PR #1018, opened 2020-11-04
Integrat "Snapshot" and "Draft" in specification subtitle

### LINKED ISSUE #1006: [CR] Integrating "Snapshot" and "Draft" in specification subtitle
Request from @fantasai:
```
<fantasai> while we're on the topic, I think it would be nice to fold the "Draft" and "Snapshot" words that are currently in a special <h2> into the main status text
<fantasai> that would streamline things I think, and be less awkward as an HTML structure
<fantasai> do you think that's possible sometime?
<denis> yes, that's actually one option we considered while working on the mockups. We didn't want to make distinctions between the types of CRs but that's doable
<denis> Draft and Snapshot are actually in a <h3>
<fantasai> sorry, that's what I meant
<fantasai> so it would be <h2>W3C Candidate Recommendation Draft, [date]<h2>
<fantasai> <h2>W3C Candidate Recommendation Snapshot, [date]</h2>
<fantasai> rather than having yet another heading for the sub-status
<fantasai> That would look a lot cleaner, and probably read better on screenreaders, too
```

@plehegar I remember we discussed that possibility while working on the mockups. That change will require a bit of work from respec, bikeshed and pubrules but it is doable. WDYT?

jennyliang220:
Closes #1006


deniak (changes requested):
`https://github.com/w3c/specberus/blob/main/lib/rules/headers/h2-status.js#L23` also needs to be modified. Currently, the tests pass because we are only checking that the `<h2>` *starts with* the long status and for CRD and CRS, the long status is 'Candidate Recommendation'. It needs to be more accurate.

Also, the documentation (https://github.com/w3c/specberus/blob/main/lib/rules.json#L768 and https://github.com/w3c/specberus/blob/main/lib/rules.json#L875) needs to be updated.

lib/rules/metadata/profile.js
```diff
@@ -98,11 +98,9 @@ exports.check = function(sr, done) {
     };
     var checkRecType = function (sr) {
         var h2Element = sr.jsDocument.querySelector('body div.head h2');
-        var isCR = h2Element && h2Element.textContent.indexOf("Candidate Recommendation") > 0;
 
-        var h3Element = sr.jsDocument.querySelector('body div.head h2 + h3');
-        if (isCR) {
-            return (h3Element && h3Element.textContent === "Draft") ? "CRD" : "CR";
+        if (h2Element && h2Element.textContent.indexOf("Candidate Recommendation") > 0) {
+            return h2Element.textContent.indexOf('Draft') > 0 ? "CRD" : "CR";
```
deniak, line 103:
```suggestion
        return (h2Element && h2Element.textContent.indexOf("Candidate Recommendation Draft") > 0) ? "CRD" : "CR";
```

lib/rules.json
```diff
@@ -873,7 +872,6 @@
                                 "Candidate Recommendation",
```
deniak, line 872:
```suggestion
                                "Candidate Recommendation Draft",
```

lib/rules.json
```diff
@@ -766,7 +766,6 @@
...
```
deniak, line 766:
```suggestion
                                "Candidate Recommendation Snapshot",
```

deniak (changes requested):

deniak (approved):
---
What is needed is an exact copy of all the records.

PR #1018, opened 2020-11-04
Integrat "Snapshot" and "Draft" in specification subtitle

### LINKED ISSUE #1006: [CR] Integrating "Snapshot" and "Draft" in specification subtitle
Request from @fantasai:
```
<fantasai> while we're on the topic, I think it would be nice to fold the "Draft" and "Snapshot" words that are currently in a special <h2> into the main status text
<fantasai> that would streamline things I think, and be less awkward as an HTML structure
<fantasai> do you think that's possible sometime?
<denis> yes, that's actually one option we considered while working on the mockups. We didn't want to make distinctions between the types of CRs but that's doable
<denis> Draft and Snapshot are actually in a <h3>
<fantasai> sorry, that's what I meant
<fantasai> so it would be <h2>W3C Candidate Recommendation Draft, [date]<h2>
<fantasai> <h2>W3C Candidate Recommendation Snapshot, [date]</h2>
<fantasai> rather than having yet another heading for the sub-status
<fantasai> That would look a lot cleaner, and probably read better on screenreaders, too
```

@plehegar I remember we discussed that possibility while working on the mockups. That change will require a bit of work from respec, bikeshed and pubrules but it is doable. WDYT?

jennyliang220:
Closes #1006


deniak (changes requested):
`https://github.com/w3c/specberus/blob/main/lib/rules/headers/h2-status.js#L23` also needs to be modified. Currently, the tests pass because we are only checking that the `<h2>` *starts with* the long status and for CRD and CRS, the long status is 'Candidate Recommendation'. It needs to be more accurate.

Also, the documentation (https://github.com/w3c/specberus/blob/main/lib/rules.json#L768 and https://github.com/w3c/specberus/blob/main/lib/rules.json#L875) needs to be updated.

lib/rules/metadata/profile.js
```diff
@@ -98,11 +98,9 @@ exports.check = function(sr, done) {
     };
     var checkRecType = function (sr) {
         var h2Element = sr.jsDocument.querySelector('body div.head h2');
-        var isCR = h2Element && h2Element.textContent.indexOf("Candidate Recommendation") > 0;
 
-        var h3Element = sr.jsDocument.querySelector('body div.head h2 + h3');
-        if (isCR) {
-            return (h3Element && h3Element.textContent === "Draft") ? "CRD" : "CR";
+        if (h2Element && h2Element.textContent.indexOf("Candidate Recommendation") > 0) {
+            return h2Element.textContent.indexOf('Draft') > 0 ? "CRD" : "CR";
```
deniak, line 103:
```suggestion
        return (h2Element && h2Element.textContent.indexOf("Candidate Recommendation Draft") > 0) ? "CRD" : "CR";
```

lib/rules.json
```diff
@@ -873,7 +872,6 @@
                                 "Candidate Recommendation",
```
deniak, line 872:
```suggestion
                                "Candidate Recommendation Draft",
```

lib/rules.json
```diff
@@ -766,7 +766,6 @@
...
```
deniak, line 766:
```suggestion
                                "Candidate Recommendation Snapshot",
```

deniak (changes requested):

deniak (approved):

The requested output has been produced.